Interestingly, it’s not just around the ideal of a job that we have developed high ambitions that combine the spiritual and the material. Something very similar has happened around relationships. For the largest part of human history, it would have been extraordinary to suppose that one was meant to love (rather than merely tolerate) one’s spouse. The point of marriage was inherently practical: uniting adjacent plots of land, finding someone who would be good at milking cows or who might bear a brood of healthy children. Romantic love was something distinct – it might be nice for one summer when one was 15, or might be pursued with someone other than one’s spouse after the birth of the seventh child.
Then, in around 1750, a peculiar shift began to take place here as well. We started to be interested in another extraordinarily ambitious idea: a marriage of love. A new kind of hope started to obsess people: that one could both be married and properly admire and sympathise with one’s partner. Instead of there being two distinct projects – marriage and love – a new and more complex ideal emerged: the marriage of passion.
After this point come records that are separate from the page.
PR #2759, opened 2021-08-20
Fix the name for oneVPL RT on Linux

xhaihao:
There isn't libmfx-gen.so.1 when building the library from
https://github.com/oneapi-src/oneVPL-intel-gpu

Install the project...
/usr/bin/cmake -P cmake_install.cmake
-- Install configuration: "Debug"
-- Up-to-date: /usr/lib/x86_64-linux-gnu/libmfx-gen.so.1.2.3
-- Up-to-date: /usr/lib/x86_64-linux-gnu/libmfx-gen.so.1.2
-- Up-to-date: /usr/lib/x86_64-linux-gnu/libmfx-gen.so
-- Up-to-date: /usr/lib/x86_64-linux-gnu/pkgconfig/libmfx-gen.pc

### DIFF
--- a/api/mfx_dispatch/linux/mfxloader.cpp
+++ b/api/mfx_dispatch/linux/mfxloader.cpp
@@ -46,7 +46,7 @@ namespace MFX {
     #else
         #define LIBMFXSW "libmfxsw32.so.1"
         #define LIBMFXHW "libmfxhw32.so.1"
-        #define ONEVPLRT "libmfx-gen.so.1"
+        #define ONEVPLRT "libmfx-gen.so"
     #endif
 #elif defined(__x86_64__)
     #ifdef ANDROID
@@ -55,7 +55,7 @@ namespace MFX {
     #else
         #define LIBMFXSW "libmfxsw64.so.1"
         #define LIBMFXHW "libmfxhw64.so.1"
-        #define ONEVPLRT "libmfx-gen.so.1"
+        #define ONEVPLRT "libmfx-gen.so"
     #endif
 #else
     #error Unsupported architecture
--- a/tests/unit/suites/mfx_dispatch/linux/mfx_dispatch_test_cases_libs.cpp
+++ b/tests/unit/suites/mfx_dispatch/linux/mfx_dispatch_test_cases_libs.cpp
@@ -85,7 +85,7 @@ TEST_P(DispatcherLibsTestParametrized, ShouldEnumerateCorrectLibNames)
 #elif defined(__x86_64__)
     const std::string LIBMFXSW("libmfxsw64.so.1");
     const std::string LIBMFXHW("libmfxhw64.so.1");
-    const std::string ONEVPLRT("libmfx-gen.so.1");
+    const std::string ONEVPLRT("libmfx-gen.so");
 #endif
 
     std::string modules_dir(MFX_MODULES_DIR);


api/mfx_dispatch/linux/mfxloader.cpp
```diff
@@ -46,7 +46,7 @@ namespace MFX {
     #else
         #define LIBMFXSW "libmfxsw32.so.1"
         #define LIBMFXHW "libmfxhw32.so.1"
-        #define ONEVPLRT "libmfx-gen.so.1"
+        #define ONEVPLRT "libmfx-gen.so"
```
dvrogozh, line 49: Well, yes, this is a problem. However, I would argue that: 1) .so is a linker name and should not be used in dlopen() calls, 2) libmfx-gen should be fixed to have proper .1 soname instead of 1.2.

Also, you have CI failing on this pr...

dvrogozh (changes requested):

api/mfx_dispatch/linux/mfxloader.cpp
xhaihao: Is libmfxhw64.so not a linker name? libmfxhw64.so is used for MSDK RT

uartie: OneVPL dispatcher uses "libmfx-gen.so.1.2".  The second number is the "mfx major version".

uartie: ... that is, it is the API major version.

xhaihao: We will have to change libmfx code in the future if using libmfx-gen.so.1.2 after bumping a new major version for libvpl

uartie: It's unclear to me why "1" is the prefix.

uartie: The first number should be "major"

uartie: In current version scheme, if mfx major changes but not library major, then we expect it's still backwards compatible?

xhaihao: @dvrogozh I don't understand why this change cause CI failing, maybe this is a case issue. Is there a way to run CI locally?

uartie: > We will have to change libmfx code in the future if using libmfx-gen.so.1.2 after bumping a new major version for libvpl

OneVPL dispatcher has the same problem.

dvrogozh: Yes, of course, just run `make test`.

uartie: > In current version scheme, if mfx major changes but not library major, then we expect it's still backwards compatible?

If so, then @dvrogozh original #2 should be the fix.  But also would require vpl dispatcher fix.
If not, then the "1." should be dropped in the libmfx-gen version.  And still requires vpl dispatcher fix, too.

The only way to avoid vpl dispatcher change is to load libmfx-gen.so.1.2 in mfx dispatcher.

uartie: However, I think @dvrogozh suggested fix is the "right" fix.  And, we will need to do some damage control with vpl dispatcher.

xhaihao: @jonrecker any comment for oneVPL library name?

uartie (changes requested):
Also adding my "request-changes" flag... because I have to agree with @dvrogozh.  Loading just the `.so` is dangerous because it does not guarantee ABI compatibility.  SONAMES (i.e. library name with version after `.so.`... https://en.wikipedia.org/wiki/Soname) indicate ABI compatibility/incompatibility and should be used instead.

Most libraries that I've looked at on my Linux machine only use a `libname.so.<X>` as SONAME.  I found a few that use `libname.so.<X>.<Y>` as SONAME.  Nonetheless, the standard convention is that anytime the version part changes (anything after the `.so.`) means ABI **incompatibility**.

Currently, `<library major>.<mfx major>` is the ABI compatibility version for libmfx-gen.  So, the question is whether this is actually correct?  If there is a scenario where `<mfx major>` changes but not `<library major>` and is still ABI compatible, then the current ABI versioning scheme is wrong.

xhaihao:
@uartie actually libvpl.so.1.2 is not backward compatible with libmfx.so.1 because some features are removed.

uartie:
> @uartie actually libvpl.so.1.2 is not backward compatible with libmfx.so.1 because some features are removed.

But now you're comparing 2 different libraries.  Not the same thing as my previous argument.

xhaihao:
@uartie libmfx.so should not load libmfx-gen.so.1.2 if we consider the ABI compatibility because a feature user is using might not be implemented in libmfx-gen.so.1.2

uartie:
> @uartie libmfx.so should not load libmfx-gen.so.1.2 if we consider the ABI compatibility because a feature user is using might not be implemented in libmfx-gen.so.1.2

So loading `libmfx-gen.so` is any better? No.

uartie:
> > @uartie libmfx.so should not load libmfx-gen.so.1.2 if we consider the ABI compatibility because a feature user is using might not be implemented in libmfx-gen.so.1.2
> 
> So loading `libmfx-gen.so` is any better? No.

That is, what about a feature a user is using _is implemented_, but the ABI for that feature changes.  IDK, maybe I'm crazy 😝

xhaihao:
> > @uartie libmfx.so should not load libmfx-gen.so.1.2 if we consider the ABI compatibility because a feature user is using might not be implemented in libmfx-gen.so.1.2
> 
> So loading `libmfx-gen.so` is any better? No.

Considering MediaSDK is going to be supported in maintainence mode, I think libmfx-gen.so is better. If so, we needn't change libmfx in the future. But I'm fine to use libmfx-gen.so.1, libmfx-gen.so.1.2, libmfx-gen.so.2 or others. I will close this PR if oneVPL may provide libmfx-gen.so.1

xhaihao:
@uartie @dvrogozh @dmitryermilov are there more comments for this PR ?

uartie:
> @uartie @dvrogozh @dmitryermilov are there more comments for this PR ?

I rest my case... and now defer to @dvrogozh @dmitryermilov

dmitryermilov:
> @uartie @dvrogozh @dmitryermilov are there more comments for this PR ?



> y case... and now defer to @dvrogozh @dmitryermilov

We're going to discuss it tomorrow with @varistar . @dvrogozh  is on vacation.

dmitryermilov:
> > @uartie @dvrogozh @dmitryermilov are there more comments for this PR ?
> 
> > y case... and now defer to @dvrogozh @dmitryermilov
> 
> We're going to discuss it tomorrow with @varistar . @dvrogozh is on vacation.

Here is the PR reflecting the decision made: https://github.com/Intel-Media-SDK/MediaSDK/pull/2771

PR #2770, opened 2021-08-31
Fix idr frame can't be set except the first GOP when idr_interval use…

TangZhiZhen:
… default 0

Signed-off-by: Zhizhen Tang <zhizhen.tang@intel.com>

### DIFF
--- a/_studio/mfx_lib/encode_hw/hevc/agnostic/base/hevcehw_base_legacy_defaults.cpp
+++ b/_studio/mfx_lib/encode_hw/hevc/agnostic/base/hevcehw_base_legacy_defaults.cpp
@@ -1069,7 +1069,7 @@ public:
         mfxU32 gopOptFlag = par.mvp.mfx.GopOptFlag;
         mfxU32 gopPicSize = par.mvp.mfx.GopPicSize;
         mfxU32 gopRefDist = par.mvp.mfx.GopRefDist;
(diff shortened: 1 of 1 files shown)


TangZhiZhen:
according to doc/samples/readme-encode_linux.md.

The modern world is built around hopeful visions of how things that had previously seemed separate (money and creative fulfilment; love and marriage) could be united. These are generous ideas, democratic in spirit, filled with optimism about what we can achieve and rightfully intolerant of ancient forms of suffering. But in the way we have tried to act upon them, they have also been catastrophes. They constantly let us down. They breed impatience and feelings of paranoia and persecution. They generate powerful new ways of being frustrated.
We judge our lives by ambitious new standards by which we are continually made to feel we have fallen short. It’s an added complication that, although we have set ourselves such impressive goals, we have tended to tell ourselves that the way to attain them is not essentially difficult. It is simply a case, we assume, of following our instincts. We’ll find the right relationship (which unites passion with day-to-day practical stability) and a good career (which unites the practical goal of earning an income with a sense of inner fulfilment) by following our feelings. We trust that we’ll simply develop a special kind of emotional rush in the presence of the right person or will, once we’ve finished university, sense a reliable pull towards a career that is right for us.
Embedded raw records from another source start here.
PR #2780, opened 2021-09-08
[Decode]Enable AVC CSC via sfc pipeline

shawnli2:
AVC SFC CSC is supported

### DIFF
--- a/_studio/mfx_lib/decode/h264/src/mfx_h264_dec_decode.cpp
+++ b/_studio/mfx_lib/decode/h264/src/mfx_h264_dec_decode.cpp
@@ -927,8 +927,10 @@ mfxStatus VideoDECODEH264::QueryIOSurf(VideoCORE *core, mfxVideoParam *par, mfxF
         // need to substitute output format
         // number of surfaces is same
         request->Info.FourCC = videoProcessing->Out.FourCC;
-
         request->Info.ChromaFormat = videoProcessing->Out.ChromaFormat;
+        sts = UpdateCscOutputFormat(par, request);
+        MFX_CHECK_STS(sts);
+
         request->Info.Width = videoProcessing->Out.Width;
         request->Info.Height = videoProcessing->Out.Height;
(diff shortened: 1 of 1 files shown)


dmitryermilov (commented):
@shawnli2 , are there any HW limitations for CSC?

shawnli2:
> @shawnli2 , are there any HW limitations for CSC?
I 
@dmitryermilov  Yes, platform before TGL only support 8 bit output format, UpdateCscOutputFormat() will query and check. If do not support, will return MFX_ERR_INVALID_VIDEO_PARAM.

dmitryermilov:
> > @shawnli2 , are there any HW limitations for CSC?
> > I
> > @dmitryermilov  Yes, platform before TGL only support 8 bit output format, UpdateCscOutputFormat() will query and check. If do not support, will return MFX_ERR_INVALID_VIDEO_PARAM.
> > https://github.com/Intel-Media-SDK/MediaSDK/blob/master/_studio/mfx_lib/shared/src/mfx_common_int.cpp#L305

Thanks. But MFX_ERR_INVALID_VIDEO_PARAM seems to be incorrect status. Can you please change it to MFX_ERR_UNSUPPORTED in another PR?

dmitryermilov (approved):

shawnli2:
> > > @shawnli2 , are there any HW limitations for CSC?
> > > I
> > > @dmitryermilov  Yes, platform before TGL only support 8 bit output format, UpdateCscOutputFormat() will query and check. If do not support, will return MFX_ERR_INVALID_VIDEO_PARAM.
> > > https://github.com/Intel-Media-SDK/MediaSDK/blob/master/_studio/mfx_lib/shared/src/mfx_common_int.cpp#L305
> 
> Thanks. But MFX_ERR_INVALID_VIDEO_PARAM seems to be incorrect status. Can you please change it to MFX_ERR_UNSUPPORTED in another PR?

Thanks for review. Sure, I will!

PR #2782, opened 2021-09-08
Fixed wstring into string conversion warning

dmitryermilov:


dvrogozh (commented):
Imho, correct solution is to:
1. REMOVE all wchar, tchar and other Windows chars from samples
2. REMOVE all wrappers over trivial functions

PR #2785, opened 2021-09-13
[Decode CSC] return unsupport status when query unsupport output format

shawnli2:
MFX_EMFX_ERR_INVALID_VIDEO_PARAM seems to be incorrect status;
return MFX_ERR_UNSUPPORTED when output format is unsupported.

request from: #2780


shawnli2:
@dmitryermilov Please help review, request from #2780 , thanks!

dmitryermilov (approved):

dmitryermilov:
Thank you!

PR #153, opened 2025-09-26
RSDK-11248 Add restart checking logic

benjirewis:
[RSDK-11248](https://viam.atlassian.net/browse/RSDK-11248)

We put a decisive share of our trust in the phenomenon of gut instinct. A symptom of our devotion to instinct is that we don’t readily recognise much need for training and education around getting into a relationship or in the search for a career. We take it for granted, for instance, that children will need many hundreds of hours of carefully considered instruction if they are to become competent at maths or learn a foreign language. We understand that instinct and luck can’t ever lead to good results in chemistry – and that it would be cruel to suppose otherwise. But we’d think it odd if the school curriculum included an almost daily strand over many years of classes on how to make a relationship work or how to find a job that accorded with one’s talents and interests.
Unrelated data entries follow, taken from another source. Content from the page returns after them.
PR #154, opened 2025-09-29
Prevent redundant self update after initial install mk2

jmatth:


agent.go
```diff
@@ -50,80 +55,76 @@ func InstallNewVersion(ctx context.Context, logger logging.Logger) (bool, error)
...
+			return errw.Wrapf(err, "installing symlink at %s", expectedBinPath)
 		}
-	}
 
-	if newFile {
-		cmd = exec.Command("systemctl", "daemon-reload")
-		output, err = cmd.CombinedOutput()
-		if err != nil {
-			return errw.Wrapf(err, "running 'systemctl daemon-reload' output: %s", output)
+		if !VersionCacheExists() {
```
jmatth, line 101: This conditional is the only functional change from the last PR. In the case of a self update the previous version of the agent that's performing the update handles updating the cache, so we don't need to touch it.

cheukt (approved):
LGTM, thanks for adding tests! maybe kind of a dumb q, but I don't think I see a new test that tests the issue that caused the revert? did I miss it?

jmatth:
Oops, thanks for catching that. Tests for fresh installs + self updates are in [`agent_test.go`][1], which I forgot to commit 😞

[1]: https://github.com/jmatth/viam-agent/blob/0f17ecbac7580378d43e65280ba2d940da8b594a/agent_test.go

utils/systemd/manager.go
```diff
@@ -0,0 +1,169 @@
...
+		s.logger.Warn("If you customized this file, please run 'systemctl edit viam-agent' and create overrides there")
+		if err := os.RemoveAll(oldPath); err != nil {
+			s.logger.Warn(errors.Wrapf(err, "removing old service file %s, please delete manually", oldPath))
+		}
+	}
+
+	if newFile {
+		if err := s.DaemonReload(); err != nil {
+			return "", false, err
+		}
```
benjirewis, line 113: Are you missing `s.Enable()` here? Trying to follow along [from where](https://github.com/viamrobotics/agent/blob/8a6c789ff1633262cfb68baf3249f6e2f1e1fb69/agent.go#L121-L129) you moved this code.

We may recognise that these decisions are hugely important and consequential, yet by a strange quirk of intellectual history we’ve come to suppose that they can’t be taught or educated for. They really matter, but we seem to believe that the right answer will simply float into our brains when the moment is ripe. The aim of The School of Life is to correct such unwittingly cruel assumptions, and to equip us with ideas with which to better accomplish the admirable (but in truth highly difficult) ambitions that we harbour around our emotional and working lives.